Metaphorically, of course.

But.

Also literally.

The oversized, coked-up film follows two upstarts — feral actress Nellie LaRoy (Margot Robbie) and ambitious gofer Manny Torres (Diego Calva) — as they climb (or perhaps sink) to the top in the golden age of Hollywood. As new stars rise, the old ones, like Valentino-esque heartthrob Jack Conrad (Brad Pitt), struggle to find their place in unfamiliar constellations.

Let’s unpack writer-director Damien Chazelle’s “Babylon,” a filthy, funny, frenetic film that might be the weirdest holiday-season release in recent memory.

‘Babylon’ has fun with a familiar story.

Li Jun Li plays Lady Fay Zhu in "Babylon."
Li Jun Li plays Lady Fay Zhu in "Babylon."

Chazelle has built an Oscar-nominated career out of reinterpreting Americana, from the Technicolor musical in “La La Land” to the moon landing in “First Man.” Now, he takes ball-step-change from Emma Stone dancing at an observatory to a wilder west: the very birth of Hollywood.

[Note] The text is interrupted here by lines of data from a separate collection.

Issue #182, opened 2020-02-22
Rough edges for swagger documentation


piotr-yuxuan:
Hi, thanks for this project which definitely is awesome! I've stumbled across this behaviour which one might counter-intuitive:

One can't describe a map attribute like this:
``` clojure
(malli.swagger/transform
  [:map [:my-uuid {:optional true
                   :swagger/example #uuid"eb4acd14-5321-4317-82e2-5895269f18a8"
                   :swagger/description "your most awesome uuid"}
                  uuid?]])

;; =>
{:type "object", 
 :properties {:my-uuid {:type "string", :format "uuid"}}, 
 :required []}
```
`:optional` is taken into account but `:swagger/*` keywords are ignored. As a result one has to follow this syntax with two attribute maps:
``` clojure
(malli.swagger/transform
  [:map [:my-uuid {:optional true}
                  [:and {:swagger/example #uuid"eb4acd14-5321-4317-82e2-5895269f18a8"
                         :swagger/description "your most awesome uuid"}
                        uuid?]]])
;; =>
{:type "object",
 :properties {:my-uuid {:type "string",
                        :format "uuid",
                        :x-allOf [{:type "string", :format "uuid"}],
                        :example #uuid"eb4acd14-5321-4317-82e2-5895269f18a8",
                        :description "your most awesome uuid"}},
 :required []}
```
For the sake of completion, this following syntax doesn't produce the expected result either as `:optional` now is ignored:
``` clojure
(malli.swagger/transform
  [:map [:my-uuid [:and {:optional true
                         :swagger/example #uuid"eb4acd14-5321-4317-82e2-5895269f18a8"
                         :swagger/description "your most awesome uuid"}
                        uuid?]]])

;; =>
{:type "object",
 :properties {:my-uuid {:type "string",
                        :format "uuid",
                        :x-allOf [{:type "string", :format "uuid"}],
                        :example #uuid"eb4acd14-5321-4317-82e2-5895269f18a8",
                        :description "your most awesome uuid"}},
 :required [:my-uuid]}
```
Would you agree with me to qualify this as a bug? would you be interested in fixing it, or open to pull requests about that?

Using version `"0.4.2"`

Cheers!

ikitommi:
Thanks for reporting, this is duplicate to #86. Need to figure out a clean solution for this, options being:

1) implement the parent/child relationship between entry & child schema (complex?)
[...]

Issue #120, opened 2019-11-24
Define Child/Parent relationship to Schemas


ikitommi:
If schemas knew their parent, we would be able to do:

* use properties of mother in children, e.g. error definitions (#86) 
```clj
;; use error message of a parent (here: map-entry schema)
[:map [:x {:error/message "not an int"} int?]]
```

* use mother for complex transformations #119 

Is this good or bad?

rschmukler:
Just echoing some conversation seen in other issues.

For complex transformations, having interceptors (#122, #114) takes care of most things. Any transformer that requires parent access can simply become an `:after` transformer on the parent type. I will admit that this, theoretically, doesn't compose as well, nor remain as focused - however I can't think of any _real_ use cases where this ends up being a big deal.

flow-danny:
I think I have a use-case for this. 

In `reitit` nesting of routes allows one to define what sub-routes share access roles. I would like to define in a similar way the access level for a group of attributes. Then I could filter/transform data (anonymize, or omit keys) based on the user access level.

ikitommi:
#212 is merged in master. Is allows all but error messages to be read from entry schemas.

```clj
(require '[malli.json-schema :as json-schema])

(json-schema/transform
  [:map
   [:x {:json-schema/example 42} int?]
   [:y {:json-schema {:type "string"}} [:fn (fn [x] (string? x))]]])
;{:type "object"
; :properties {:x {:type "integer"
;                  :format "int64"
;                  :example 42}
;              :y {:type "string"}}
; :required [:x :y]}
```

because of that, we don't need childs to know about their parents.

Issue #116, opened 2019-11-12
Things to be decided before initial stable release


ikitommi:
* [x] Recursive schemas #96 
* [x] Inherit schema properties from map entries? #86
* [x] explain data to be symmetric with `LensScema` options #238 
* [x] Does value parsers (e.g. spec conform) effect the api? --> can be done later
* [x] Support by default type-schemas, predicate-schemas or both? #25-> both, for alpha
* [x] Customizable default options #228 --> later
* [x] Open or Closed maps by default #31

Specifically, “Babylon” charts the heyday of silent pictures as it transforms into the brave new world of talkies. And yes, this is well-trod soil, which the movie knows. The title evokes “Hollywood Babylon,” the 1959 book by Kenneth Anger that put to print some of the most salacious gossip of the studio set. The most obvious touchstone is “Singin’ In the Rain,” of course. “Babylon” agrees, and to say more would be to spoil a little too much.

You’re not crazy to think that a story exposing the seedy society lurking beneath our most treasured silver screen escapades has been done particularly often in recent years, too.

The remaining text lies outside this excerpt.